By Bart H. Meijer
(Reuters) -The European Union’s General Court on Wednesday dismissed a request by Amazon to scrap its designation as a platform subject to stricter requirements under EU online content rules.
Amazon had contested the lawfulness of the provision in the EU’s Digital Services Act that specifies which online platforms are labeled as “very large”. Those companies are required to do more to tackle illegal and harmful content on their platforms.
The EU’s second-highest court said the EU was right in considering that marketplaces exceeding the threshold of 45 million users could be included in that group, as they too could pose a risk to society.
Amazon said it was disappointed in the ruling and that it intended to launch an appeal.
“The Very Large Online Platform status was designed to address systemic risks posed by very large companies with advertising as their primary revenue and that distribute speech and information,” it said in a statement.

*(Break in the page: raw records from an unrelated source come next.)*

Issue #7598, opened 2021-07-16
Responsive: PrimeFlex 3.0 Upgrade


melloware:
**Description**
PrimeFlex 3.0 was released and contains some breaking changes we would need to update in our components and our GridLayoutUtils.java

Migration Guide: https://www.primefaces.org/primeflex/migration

cc @christophs78 

TODOs:

- [x] Showcase
   - [x] all XHTMLs (use PrimeFaces CLI migration tool) 
   - [x] PrimeFlex section (documentation as part of XHTMLs)
- [x] Documentation
   - [x] Migration guide
   - [x] formlayout.md
   - [x] panelgrid.md
- [x] PrimeFaces (Core)
   - [x] PanelGrid
   - [x] GridLayoutUtils

christophs78:
Don´t know yet wether i like all this class-renaming or not.
At least this should allow developers to include PrimeFlex 2 and PrimeFlex 3 without walking through the whole application and replacing css-classes.
Maybe someone want´s to write a migration-tool which walks through all XHTMLs and does this replacement automatically.

melloware:
That is not a bad idea.  We were discussing something similar.

christophs78:
We may provide such a PrimeFlex-Migration-CLI-Tool as new PrimeFaces-module or as part of PF Extensions.
Better to be done once than each costumer on it´s own.

FlipWarthog:
@melloware Also this condition in PanelGridRenderer will need to be updated:
```java
if (!columnClass.contains("p-md-") && !columnClass.contains("p-col-")) {
   columnClass = columnClass + " " + GridLayoutUtils.getFlexColumnClass(columns);
}
```

christophs78:
Regarding PrimeFlex-Migration-CLI-Tool the first step seems to be creating a file (JSON/XML/CSV) which contains a mapping for all PrimeFlex 2.0 - classes to PrimeFlex 3.0 - classes. I´ll try to start a PR for this.

christophs78:
Do we still wan´t to do this for 11.0.0 or do we postpone this to 12.0.0?
When we wan´t to do this for 11.0.0 we would not to start early. Modify PrimeFaces Core, migrate Showcase incl. PrimeFlex - documentation.
From my personal view i would prefer a stable 11.0.0 release and do this afterwards.

melloware:
I am OK waiting until 12.0 on this one.

jepsar:
[...]

PR #7633, opened 2021-07-25
#7598: CLI-tool for PrimeFlex V2 --> V3 - migration

christophs78:
Very early days. :-)
Just to give you an idea of the direction i think.


tandraschko:
i like the idea because we can really resolve many migration problems

also we should think about using something like: https://github.com/remkop/picocli

christophs78:
Just converted my local PrimeFaces-showcase to PrimeFlex 3. Most things already look good. :-)
Someone who want´s to to have a look at this PR?

@mertsincan : This CLI-tool should propably work for PrimeNG, PrimeReact und PrimeVue too.

christophs78:
Also added Grid CSS to PrimeFlex 2 migration. (We still have this in use.)
So you may first migrate vom Grid CSS to PrimeFlex 2. And then later from PrimeFlex 2 to PrimeFlex 3.

melloware:
Nice!

tandraschko:
i would rework the readme a bit:

1) Intro: global stuff like (It´s suggested to have no uncommited... and here always may be corner-cases which need some additional manual work...)

2) PrimeFlex 2 --> PrimeFlex 3 migration

3) Grid CSS --> PrimeFlex 2 migration

tandraschko:
Otherwise great work!
we should probably add this to the docs and especially migration guide

FlipWarthog:
This looks amazing! Great work, @christophs78!

marcelocaser:
very nice ideia!! will be very util

melloware (approved):

tandraschko:
Thanks @christophs78, thats a nice contribution!

PR #7632, opened 2021-07-25
Fix #7617 fixed NPEs in FileUpload

wal-jan:
FileUpload now ignores empty parts in request (both in native and commons uploader).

“The Amazon Store, as an online marketplace, does not pose any such systemic risks; it only sells goods, and it doesn’t disseminate or amplify information, views or opinions.”
The court in its ruling, however, said the risks were posed by “disseminating illegal content or infringing fundamental rights, including consumer protection”, and said interference was justified.
“The obligations imposed on those platforms … are intended to prevent those risks, even if they entail significant financial burdens for those platforms,” it added
The court also dismissed all other arguments by the U.S online retail giant.